Building your own platform pros/cons.
Radical hospitality
Have a mission and communicate that clearly. Appeal to the head and the heart of contributors.
Personal invitations: Be human. Be the personification of the brand/community. Be available.
Have low barriers to entry: Make it easy for contributors to say yes and participate.
Enter your financial framework with this base knowledge: Trust is your greatest currency.
A community needs to trust that you are collaborative, have set up fair rules, and will value their contributions.
They’re looking to make real connections and have an impact, not to put their work into a vague abyss or to be left alone.
This trust goes back to how you set up the rules of engagement, intellectual property rights, how you curate the community, the timeline and the ask of people who will work with you.
There is also financial trust:
Don’t toy with people. Example of multiple-step process with no reward until the final -- all risk on part of external contributors.
At minimum, it’s cheap and inconsiderate of the hosting organization. It is not welcoming and not truly understanding of the levels of effort or value of the crowd. Offer rewards at every gate, thank people for participating.
Rewards are required. Respect and reward your users, in a way that makes them feel valued and appreciated.
3 pts
The bottom line: Your out of pockets costs will include any cash incentives and the costs of implementing the non-cash incentives, a crowdsourcing platform; marketing, advertising, and recruiting budget; and at least four to six staff or contractors to: lead the program, handle legal issues, manage contracts, manage the external community, subject-matter experts for the project, judging and analysis, and any administrative and organizational needs.
Strongly suggest that you don’t do a light-touch project to “try” open innovation. Jump in with something that is meaningful and important. It will cost you about the same and you’ll be happier and have a better chance of moving forward by working on something that matters.

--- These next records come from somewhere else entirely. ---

PR #2110, opened 2022-08-26
log: introduce simple logger package

geyslan:
## Initial Checklist

## Description (git log)

Introduce logger package and make sample changes to cmd/tracee-ebpf/main.go.

This is a proposal based on the discussion in #2093 PR. 

```
commit 4db97d9fdfdd0d26c60c82b7ddec2d2d499f4dd3 (HEAD -> 1787-logger-simple, origin/1787-logger-simple)
Author: Geyslan Gregório <geyslan@gmail.com>
Date:   Tue Aug 30 08:51:33 2022 -0300

    log: kickstarting logger use

commit a055ca72d6bc4c05183542235d8cc701212421bc
Author: Geyslan Gregório <geyslan@gmail.com>
Date:   Tue Aug 30 08:43:04 2022 -0300

    log: introduce simple logger package
    
    This logger can be used through all runtime directly from its
    package-level instance as well as from instances maintained by the
    consumer itself.
    
    Its base is a zap logger with the addition of log (origin) counting.
    
    Environment variables can be used to set the base logger:
    TRACEE_LOGGER_LVL, TRACEE_LOGGER_ENCODER and TRACEE_LOGGER_AGGREGATE.
```

Fixes: #1787 

## Type of change

## How Has This Been Tested?

- [ ] Test File A
- [ ] Test File B

- command 01
- command 02

## Final Checklist:

## Git Log Checklist:

My commits logs have:


cmd/tracee-ebpf/main.go
```diff
@@ -57,17 +58,33 @@ func main() {
...
+						}
+						return logger.InfoLevel
+
+					}(debug),
+					Encoder: logger.NewJSONEncoder(
+						logger.NewProductionConfig().EncoderConfig,
+					),
+				},
+			)
+
```
geyslan, line 78: This is just to show the Initialization capability. The logger (at package level) is already initialized to its [default](https://github.com/aquasecurity/tracee/pull/2110/files#diff-c1dc2eb1e149a1dc7ecd5cb474e167fb456eb7ad0ea0256cf62fba693a89af79R243).

cmd/tracee-ebpf/main.go
```diff
@@ -201,17 +216,15 @@ func main() {
 			if listenMetrics {
 				err := t.Stats().RegisterPrometheus()
 				if err != nil {
-					fmt.Fprintf(os.Stderr, "Error registering prometheus metrics: %v\n", err)
+					logger.Error("Registering prometheus metrics", logger.ErrorField(err))
```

When the community trusts you, when you are trustworthy, people will feel safe, encouraged, and supported in a high-risk, innovative environment. With this, you will see amazing results.
What we do and the way we work is fun.
It is both terrifying and awesome, these feelings I experience with favorite things in life - love, adventure, and business -- the situations where we take on great risk and can experience the most incredible rewards.
“Without trust we don’t truly collaborate; we merely coordinate or, at best, cooperate.
It is trust that transforms a group of people into a team.”
– Stephen R. Covey
I encourage you to break the myths of our industry, to lead with respect and trust, and to take on the most excellent realities of open innovation that will challenge and reward you, and in our own little way - change the world.